__Task statement__.
Give back all the records below, unaltered.

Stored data
──────────
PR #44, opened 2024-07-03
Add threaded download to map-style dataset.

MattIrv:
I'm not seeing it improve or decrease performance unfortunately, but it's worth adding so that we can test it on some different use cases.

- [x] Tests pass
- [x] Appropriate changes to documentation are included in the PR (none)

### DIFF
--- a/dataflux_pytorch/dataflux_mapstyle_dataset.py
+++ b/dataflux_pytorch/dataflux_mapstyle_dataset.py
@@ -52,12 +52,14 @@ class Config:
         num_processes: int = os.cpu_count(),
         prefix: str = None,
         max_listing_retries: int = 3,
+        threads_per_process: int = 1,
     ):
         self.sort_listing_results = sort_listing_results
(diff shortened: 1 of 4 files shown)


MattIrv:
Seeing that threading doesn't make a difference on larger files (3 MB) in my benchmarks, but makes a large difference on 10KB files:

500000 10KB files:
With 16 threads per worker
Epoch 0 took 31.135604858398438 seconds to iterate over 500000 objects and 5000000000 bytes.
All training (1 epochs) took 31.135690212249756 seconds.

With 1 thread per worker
──────────
__Exercise response__.
PR #44, opened 2024-07-03
Add threaded download to map-style dataset.

MattIrv:
I'm not seeing it improve or decrease performance unfortunately, but it's worth adding so that we can test it on some different use cases.

- [x] Tests pass
- [x] Appropriate changes to documentation are included in the PR (none)

### DIFF
--- a/dataflux_pytorch/dataflux_mapstyle_dataset.py
+++ b/dataflux_pytorch/dataflux_mapstyle_dataset.py
@@ -52,12 +52,14 @@ class Config:
         num_processes: int = os.cpu_count(),
         prefix: str = None,
         max_listing_retries: int = 3,
+        threads_per_process: int = 1,
     ):
         self.sort_listing_results = sort_listing_results
(diff shortened: 1 of 4 files shown)


MattIrv:
Seeing that threading doesn't make a difference on larger files (3 MB) in my benchmarks, but makes a large difference on 10KB files:

500000 10KB files:
With 16 threads per worker
Epoch 0 took 31.135604858398438 seconds to iterate over 500000 objects and 5000000000 bytes.
All training (1 epochs) took 31.135690212249756 seconds.

With 1 thread per worker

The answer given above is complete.